◆ Exercise instructions ◆
Pick out each line in these entries that contains the string "opened".

•••

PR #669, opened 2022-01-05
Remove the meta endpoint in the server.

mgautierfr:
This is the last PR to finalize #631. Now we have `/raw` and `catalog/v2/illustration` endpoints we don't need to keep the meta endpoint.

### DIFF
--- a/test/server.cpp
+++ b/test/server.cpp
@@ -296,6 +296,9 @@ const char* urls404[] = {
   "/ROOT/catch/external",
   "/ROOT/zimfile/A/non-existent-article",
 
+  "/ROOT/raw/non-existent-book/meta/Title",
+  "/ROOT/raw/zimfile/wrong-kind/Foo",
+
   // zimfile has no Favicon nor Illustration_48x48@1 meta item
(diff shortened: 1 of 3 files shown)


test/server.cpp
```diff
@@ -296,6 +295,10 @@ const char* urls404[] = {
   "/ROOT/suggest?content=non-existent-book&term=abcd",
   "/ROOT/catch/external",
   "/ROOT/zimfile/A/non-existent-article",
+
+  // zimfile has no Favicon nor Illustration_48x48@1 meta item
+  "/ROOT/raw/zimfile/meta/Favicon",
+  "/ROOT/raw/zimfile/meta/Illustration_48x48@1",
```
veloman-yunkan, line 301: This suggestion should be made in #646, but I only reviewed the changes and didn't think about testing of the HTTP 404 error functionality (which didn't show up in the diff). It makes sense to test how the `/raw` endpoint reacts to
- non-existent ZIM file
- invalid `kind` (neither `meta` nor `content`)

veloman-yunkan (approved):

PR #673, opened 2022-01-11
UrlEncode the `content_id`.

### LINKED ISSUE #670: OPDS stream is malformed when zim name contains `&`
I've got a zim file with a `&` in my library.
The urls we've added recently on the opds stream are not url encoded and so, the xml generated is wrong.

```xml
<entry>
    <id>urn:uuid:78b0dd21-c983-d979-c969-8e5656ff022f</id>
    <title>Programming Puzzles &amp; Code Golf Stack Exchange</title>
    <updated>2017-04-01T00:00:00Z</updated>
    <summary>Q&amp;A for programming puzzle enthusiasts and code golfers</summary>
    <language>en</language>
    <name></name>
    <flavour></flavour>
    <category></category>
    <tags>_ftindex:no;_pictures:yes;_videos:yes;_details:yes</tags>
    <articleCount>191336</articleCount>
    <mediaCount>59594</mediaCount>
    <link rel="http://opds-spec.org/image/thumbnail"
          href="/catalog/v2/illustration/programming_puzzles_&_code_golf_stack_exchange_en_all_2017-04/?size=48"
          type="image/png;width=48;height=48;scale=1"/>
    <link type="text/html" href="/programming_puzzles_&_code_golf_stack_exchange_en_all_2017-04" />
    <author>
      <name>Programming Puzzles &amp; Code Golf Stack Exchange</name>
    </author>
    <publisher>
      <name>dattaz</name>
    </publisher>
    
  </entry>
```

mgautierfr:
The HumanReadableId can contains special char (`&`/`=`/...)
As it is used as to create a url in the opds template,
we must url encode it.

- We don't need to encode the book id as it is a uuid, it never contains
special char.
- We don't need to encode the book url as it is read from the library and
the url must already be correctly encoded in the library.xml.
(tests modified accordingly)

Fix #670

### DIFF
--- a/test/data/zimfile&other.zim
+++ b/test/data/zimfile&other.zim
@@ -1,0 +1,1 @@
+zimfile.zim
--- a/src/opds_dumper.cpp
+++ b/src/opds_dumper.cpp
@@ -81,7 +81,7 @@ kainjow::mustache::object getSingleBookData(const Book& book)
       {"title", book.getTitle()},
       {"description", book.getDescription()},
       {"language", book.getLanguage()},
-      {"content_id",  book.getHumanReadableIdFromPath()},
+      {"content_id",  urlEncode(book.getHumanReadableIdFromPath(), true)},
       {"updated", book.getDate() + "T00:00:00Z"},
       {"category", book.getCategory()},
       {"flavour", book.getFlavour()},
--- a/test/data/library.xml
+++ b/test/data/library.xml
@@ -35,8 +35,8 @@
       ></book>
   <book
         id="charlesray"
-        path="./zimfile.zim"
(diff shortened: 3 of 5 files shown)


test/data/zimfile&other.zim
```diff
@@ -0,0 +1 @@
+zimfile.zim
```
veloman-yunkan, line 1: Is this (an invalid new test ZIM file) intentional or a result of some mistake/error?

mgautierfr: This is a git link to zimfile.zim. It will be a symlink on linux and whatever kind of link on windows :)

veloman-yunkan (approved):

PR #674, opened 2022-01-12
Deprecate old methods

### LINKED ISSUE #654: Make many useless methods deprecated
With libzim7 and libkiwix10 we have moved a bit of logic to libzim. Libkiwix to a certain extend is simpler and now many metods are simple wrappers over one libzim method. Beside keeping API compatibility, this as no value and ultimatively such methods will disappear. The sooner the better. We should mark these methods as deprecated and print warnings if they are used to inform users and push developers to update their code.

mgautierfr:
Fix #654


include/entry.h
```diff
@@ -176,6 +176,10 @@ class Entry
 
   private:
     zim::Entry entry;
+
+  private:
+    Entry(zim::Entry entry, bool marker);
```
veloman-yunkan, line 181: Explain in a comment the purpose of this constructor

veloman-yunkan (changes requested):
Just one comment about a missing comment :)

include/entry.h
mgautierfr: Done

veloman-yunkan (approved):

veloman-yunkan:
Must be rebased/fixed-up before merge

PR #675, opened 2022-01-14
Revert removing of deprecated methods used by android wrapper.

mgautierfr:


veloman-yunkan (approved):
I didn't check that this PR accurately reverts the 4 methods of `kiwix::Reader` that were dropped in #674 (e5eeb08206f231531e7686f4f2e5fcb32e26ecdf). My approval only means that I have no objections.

•••

◆ Answer to this problem ◆
PR #669, opened 2022-01-05
PR #673, opened 2022-01-11
PR #674, opened 2022-01-12
PR #675, opened 2022-01-14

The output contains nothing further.